(Collected data entries)
------------------------------------------------
PR #3541, opened 2026-07-03
fix(multitable): schedule config-revision retention sweep (T9 D4 one-knob-ages-both)

zensgit:
## The gap
`startMetaRevisionRetention` wired only `sweepMetaRevisionRetention` (record revisions). `sweepConfigRevisionRetention` existed and was real-DB tested, but the scheduler **never called it** — so `meta_config_revisions` grew unbounded even with retention enabled, contradicting #3168's design intent ("T9 D4 config-revision retention sweep **same policy as records**" / "one knob ages both").

Found during a primary-source re-assessment of the Global History / version-restore line (the line is otherwise essentially complete; this was the one genuine runtime gap — everything else remaining is owner-gated or a doc-staleness fix).

## The fix
`runSweep` now runs **both** sweeps each tick, isolated (one failing never blocks the other), under the same flag/policy/interval, each keeping its own never-delete-latest floor. Inert until `MULTITABLE_META_REVISION_RETENTION_ENABLED=1` (unchanged default-off gate) — so this changes nothing in prod today.

## Verify
Unit test asserts one tick sweeps BOTH `meta_record_revisions` and `meta_config_revisions` (would have failed before the wiring). `8/8` pass in `tests/unit/meta-revision-retention.test.ts`. The sweep functions themselves are unchanged (their real-DB tests still hold).

### DIFF
--- a/packages/core-backend/src/multitable/meta-revision-retention.ts
+++ b/packages/core-backend/src/multitable/meta-revision-retention.ts
@@ -198,7 +198,8 @@ export interface MetaRevisionRetentionSchedulerOptions {
 }
 
 /**
- * Runtime entry: start the periodic retention sweep. **No-op (returns immediately) when retention is
+ * Runtime entry: start the periodic retention sweep of BOTH `meta_record_revisions` and
+ * `meta_config_revisions` (T9 D4 — one knob ages both). **No-op (returns immediately) when retention is
  * disabled** — which is the default — so wiring this into bootstrap changes nothing until the owner
  * sets `MULTITABLE_META_REVISION_RETENTION_ENABLED=1`. Mirrors `startMultitableAttachmentCleanup`
  * (setInterval + returned stop fn; errors are logged, never crash the process). Returns a stop fn.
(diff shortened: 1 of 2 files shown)


zensgit:
Reviewed current head `402699cd0`.

Verdict: APPROVE on content. The scheduler gap is real and the fix is correctly scoped: `startMetaRevisionRetention` now schedules both `sweepMetaRevisionRetention` and `sweepConfigRevisionRetention` under the same flag/policy/interval, while preserving default-off behavior and separate error handling. The added unit test proves one tick reaches both tables, and the existing real-DB config-retention suite already covers the config sweep semantics (`keep-last-n`, `keep-days`, batch bound, never-delete-latest).

Local verification:
- `pnpm --filter @metasheet/core-backend exec vitest run tests/unit/meta-revision-retention.test.ts` → 8/8 pass
- `git diff --check origin/main...HEAD` → clean

Non-blocking P2: the scheduler remains fire-and-forget, so a long sweep can overlap the next interval tick. That risk already existed for record revisions before this PR; this PR extends the same scheduler shape to config revisions, so I don't consider it a merge blocker. A follow-up `isRunning`/`finally` guard plus a long-sweep skip test would make it match the stronger `LedgerRetentionScheduler` pattern.

Merge hygiene: branch is currently BEHIND, so rebase/update onto main and require fresh green before merging.

PR #3307, opened 2026-06-27
docs(multitable): T8-1 undelete-execute (PIT Revert undelete) design-lock (PROPOSED)

zensgit:
## Summary

Design-lock (PROPOSED, docs-only) for **T8-1 undelete-execute** — the next Time Machine write-slice per the agreed order, and the foundation for T9-W Tier 4 (field undelete). Locks scope + per-decision bars **before any runtime code**.

The gap: the PIT/version-restore path refuses to resurrect a deleted record (`univer-meta.ts:8000/8102/8238`). T8-1 wires a *gated resurrect*, reusing the existing outbound-link rebuild + bound-token preview→confirm discipline.

## Locked scope (narrow v1)
- **PIT Revert undelete only** — single-record restore / batch restore / PIT **Reset** undelete each stay a separate explicit decision.
- Resurrect the **original record id**; **id-collision → reject** (never overwrite a live record).
- Preview-identity **binds the resurrect-set + target snapshot/version/hash**; execute re-enumerates → **409** on drift (not the revert hash).
- **Outbound** links rebuilt from the resurrected snapshot.
- **Inbound** links = the core decision (delete drops both directions; existing restore rebuilds outbound only) — **(A) lazy/repair-on-read (recommended) vs (B) eager re-materialize**, **gated on #3306** (cross-base dangling-link repair, OPEN) which moves the dangling boundary.
- Permission + default-off flag + typed confirm + single-tx atomicity + audit/revision/realtime → test matrix.

## Runtime gate (no code until all hold)
1. This lock ratified — especially the **L4 inbound** decision.
2. **#3306 re-checked / merged** (inbound/dangling boundary).
3. No live parallel undelete session.

## Open questions for the owner
1. L4 inbound — (A) lazy/repair-on-read vs (B) eager re-materialize?
2. L5 — exact cap (`canDeleteRecord` vs `canEditRecord`) + flag name.

🤖 Generated with [Claude Code](https://claude.com/claude-code)

PR #3542, opened 2026-07-03
docs(multitable): global-history verified state map + owner-decision menu (2026-07-03)

zensgit:
Answers **"进度如何 / 同设计MD规划还差哪些"** with a consolidated, primary-source re-assessment of the Global History / version-restore line against `origin/main` (5-cluster parallel audit).

## Headline: 基本已完成
Every substantive capability is **built** — record-history + Layer-1 restore (7 error codes, per-field restore, FE), PIT view/revert/reset/undelete (destructive paths behind default-off flags), config-history + all 5 T9-W tiers, T5 preview / T6 scoped / diff-unify / batch-scope identity, the Global History Center UI, and flag-enablement readiness (staging smoke + operator checklist + harnesses).

## What this doc adds
1. **Verified capability map** per cluster (built / gated-off / missing, with evidence).
2. **Reconciles stale doc statuses** — several per-slice headers still say "docs-only / NOT built" though the runtime shipped (the exact stale-draft trap); corrected here + inline in `remaining-dev-plan-20260625` §4a (undelete-execute is BUILT #3307).
3. **The one runtime gap** found + fixed: config-revision retention wiring → **PR #3541** (companion).
4. **Owner-decision menu** for the remainder: per-flag enablements, product entries (history-anchored T-source, FE for destructive tiers), irreversible-semantics sign-offs (lossy retype, tombstone-capture, record undelete Slice 2b), and one **honestly-impossible** item (value-level undelete of already-deleted field columns).

Two assessor claims were **overturned by direct verification** (legacy permission route already locked #3414; config-revision pruning confirmed in-scope #3168) — the map is grounded, not drafted. Docs-only.

### DIFF
--- a/docs/development/multitable-global-history-remaining-dev-plan-20260625.md
+++ b/docs/development/multitable-global-history-remaining-dev-plan-20260625.md
@@ -1,5 +1,13 @@
 # Global History / point-in-time-restore line — remaining-dev plan, design & verification
 
+> **STATUS UPDATE (2026-07-03) — §4a partly OVERTAKEN BY EVENTS; see the current state map.**
+> Since this 2026-06-25 plan, **PIT undelete-execute (§4a) was BUILT** (#3307, behind default-off
+> `MULTITABLE_ENABLE_PIT_UNDELETE`) — only its *enablement* is still gated, not the code. §4b (T9-W lossy
+> value-transform / field-undelete data recovery) remains genuinely un-built + gated (and value-level field
+> undelete is *impossible* under the current hard-delete cascade — recorded as such). The authoritative
+> current-reality view is **`multitable-global-history-verified-state-map-and-decision-menu-20260703.md`**;
+> read that for "还差哪些". This plan is preserved as the historical sign-off vehicle.
+
 Grounding: `origin/main` 2026-06-25, after the non-destructive line + the debrand/runbook closeout. This doc answers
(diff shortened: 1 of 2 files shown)


zensgit:
Reviewed current head `be28e33f`.

Verdict: HOLD / needs doc fixes before merge. The direction is useful: a current Global History state map is exactly the right artifact, and most of the built-vs-gated reconciliation matches the code and runbooks. Two accuracy issues need fixing because this doc presents itself as the authoritative current-reality view:

1. #3541 is still OPEN/BEHIND, but §3 and the headline describe the config-revision retention scheduler gap as already "fixed". Either merge #3541 first and then rebase this PR, or change the wording to "tracked by PR #3541 / pending merge". Otherwise main would contain a status map claiming a runtime fix that is not actually on main.

2. §4a gives `PIT_RESET` a stop condition of "keep `META_REVISION_RETENTION` off (or set trash retention >= approval window)". The established runbook says the opposite nuance: `meta_records_trash` has no purge and is not the stop-ship; the real condition is `MULTITABLE_META_REVISION_RETENTION_ENABLED` off while `PIT_RESET` is on, unless the owner explicitly accepts that revert-undo becomes time-windowed. Trash retention is not a valid substitute for revision-retention safety.

Checks are green but stale; PR is also BEHIND. After those wording fixes, rebase to main and run fresh CI.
------------------------------------------------
| Exercise prompt |
Please reproduce the lines from the line with "Design-lock (PROPOSED, docs-only)" to the line with "## Headline: 基本已完成", both ends included, exactly as they appear above.

| Solution for this task |
Design-lock (PROPOSED, docs-only) for **T8-1 undelete-execute** — the next Time Machine write-slice per the agreed order, and the foundation for T9-W Tier 4 (field undelete). Locks scope + per-decision bars **before any runtime code**.

The gap: the PIT/version-restore path refuses to resurrect a deleted record (`univer-meta.ts:8000/8102/8238`). T8-1 wires a *gated resurrect*, reusing the existing outbound-link rebuild + bound-token preview→confirm discipline.

## Locked scope (narrow v1)
- **PIT Revert undelete only** — single-record restore / batch restore / PIT **Reset** undelete each stay a separate explicit decision.
- Resurrect the **original record id**; **id-collision → reject** (never overwrite a live record).
- Preview-identity **binds the resurrect-set + target snapshot/version/hash**; execute re-enumerates → **409** on drift (not the revert hash).
- **Outbound** links rebuilt from the resurrected snapshot.
- **Inbound** links = the core decision (delete drops both directions; existing restore rebuilds outbound only) — **(A) lazy/repair-on-read (recommended) vs (B) eager re-materialize**, **gated on #3306** (cross-base dangling-link repair, OPEN) which moves the dangling boundary.
- Permission + default-off flag + typed confirm + single-tx atomicity + audit/revision/realtime → test matrix.

## Runtime gate (no code until all hold)
1. This lock ratified — especially the **L4 inbound** decision.
2. **#3306 re-checked / merged** (inbound/dangling boundary).
3. No live parallel undelete session.

## Open questions for the owner
1. L4 inbound — (A) lazy/repair-on-read vs (B) eager re-materialize?
2. L5 — exact cap (`canDeleteRecord` vs `canEditRecord`) + flag name.

🤖 Generated with [Claude Code](https://claude.com/claude-code)

PR #3542, opened 2026-07-03
docs(multitable): global-history verified state map + owner-decision menu (2026-07-03)

zensgit:
Answers **"进度如何 / 同设计MD规划还差哪些"** with a consolidated, primary-source re-assessment of the Global History / version-restore line against `origin/main` (5-cluster parallel audit).

## Headline: 基本已完成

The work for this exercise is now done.